Here’s a question: What does Gov. Ron DeSantis of Florida think about Medicare? Medicaid? Social Security? The Affordable Care Act?
DeSantis has built his national political image on well-timed and strategically chosen battles. First it was opposition to Covid mitigation strategies and vaccine mandates. Then it was open hostility toward L.G.B. (and especially) T. Floridians and anything and anyone deemed woke. Now it is an escalation of both moves, aimed at seizing the right flank in the Republican presidential contest, which has already begun to move away from behind-the-scenes jockeying to open competition between rivals.
DeSantis says he wants to ban vaccine mandates and restrict mask rules and make Florida a safe haven from what he calls a “biomedical security state.” He also wants state universities to provide the number and ages of students who have sought or received treatment for gender dysphoria, which critics argue is the governor’s first step toward banning those services. And his Department of Education has already rejected an Advanced Placement pilot course covering African American studies on the grounds that it is a tool for political indoctrination. “As submitted, the course is a vehicle for a political agenda and leaves large, ambiguous gaps that can be filled with additional ideological material, which we will not allow,” Bryan Griffin, DeSantis’s press secretary, said.
By no means is any of this trivial or unimportant. Florida is the third-most-populous state. To launch a war on vaccines or use state power to harass transgender students is to make life difficult, even dangerous, for thousands of people.
And yet there is a reason DeSantis has made these issues, and virtually nothing else, the platform from which he hopes to build national power. By leaning into high-profile battles as a culture warrior par excellence for the most reactionary segment of the American public — last year, to give another example, he picked a fight with the Disney corporation — DeSantis has made himself the hero of conservative elites and the bête noire of liberals and Democrats without so much as mentioning his radical and unpopular views on social insurance and the welfare state.

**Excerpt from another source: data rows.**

PR #10125, opened 2023-06-12
Mention "Source File" in file index.

albert-github:
In the file index (e.g. LaTeX) we for the source files just the filename, so in the index it is unclear what is the case here. (In the HTML output the words "Source File" were already present).

Example: [example.tar.gz](https://github.com/doxygen/doxygen/files/11723493/example.tar.gz)

### DIFF
--- a/src/filedef.cpp
+++ b/src/filedef.cpp
@@ -1064,7 +1064,12 @@ void FileDefImpl::writeSourceHeader(OutputList &ol)
       ol.endQuickIndices();
     }
     startTitle(ol,getSourceFileBase());
-    ol.parseText(name());
+    QCString nam;
+    if (Config_getBool(FULL_PATH_NAMES))
+      nam = m_docname;
+    else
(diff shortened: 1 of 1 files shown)


src/filedef.cpp
```diff
@@ -1064,7 +1064,12 @@ void FileDefImpl::writeSourceHeader(OutputList &ol)
       ol.endQuickIndices();
     }
     startTitle(ol,getSourceFileBase());
-    ol.parseText(name());
+    QCString nam;
+    if (Config_getBool(FULL_PATH_NAMES))
+      nam = m_docname;
+    else
+      nam = name();
```
albert-github, line 1071: There were some second thoughts about this construct in https://github.com/albert-github/doxygen/commit/d53f37cfd34af1d51f9715c7e6101fbbd11c3c5b#r117687209.
The solution here should be identical to the solution for #10124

As a congressman, serving three terms from 2013 to 2018 (when he ran for governor), DeSantis was one of the founders of the House Freedom Caucus, the most hard-line and conservative faction in the House Republican conference, now in the spotlight because of its leadership battle with Speaker Kevin McCarthy and its driving role in using the debt ceiling to force spending cuts on an unsuspecting public.
DeSantis was an especially fierce opponent of so-called entitlements and other forms of federal aid. He helped lead the effort to shut down the government over funding for the Affordable Care Act in 2013 and the same year voted to pass a budget resolution that would have cut more than $250 billion from Social Security and Medicare over a decade. In 2017, like most other Republicans, he voted to repeal the Affordable Care Act and to cut taxes on corporations, high earners and wealthy heirs.
DeSantis believes, according to his 2011 book, “Dreams From Our Founding Fathers: First Principles in the Age of Obama,” that the framers of the Constitution “strived to construct a system of government that prevented government-mandated wealth redistribution.” Turning his attention to the Affordable Care Act and the federal bureaucracy, DeSantis condemns both as “administrative despotism” that have exerted “stifling constraints on the whole of society.” And while he doesn’t take direct aim at the New Deal and its offspring — the whole book is framed as an attack on the Obama administration — his arguments against redistributive policy should apply as much to Social Security as they do to Obamacare. It is not for nothing that Florida is one of 11 states that has not adopted the Medicaid expansion.
Yes, as governor of Florida, DeSantis has eagerly used a windfall of Covid relief funds to strengthen his political position in the state, with bonuses for emergency medical workers and new money for environmental protection. But that does not mean he has changed his thinking on these larger questions of federal spending.
The upshot of all this is that DeSantis’s opponents should, as much as possible, refuse to play his game. You don’t have to confront him on his terrain. You could instead force him to acknowledge or account for his other, more unpopular political commitments. Interestingly, this is the approach that Donald Trump might take to rebuff DeSantis in a Republican primary contest. “One area in which Trump and his allies smell that kind of weakness in DeSantis is on Social Security,” Rolling Stone reports. Trump, it should be said, used this strategy to great success against his Republican opponents in 2016.
It might be too much to ask liberals and Democrats to take a lesson from the former president, but here they should. The best way to neutralize DeSantis as a political force might be to spend less time on cultural conflict and more time making the clear case that if given the chance, he would slash what’s left of the safety net and use the proceeds to help the rich stay rich.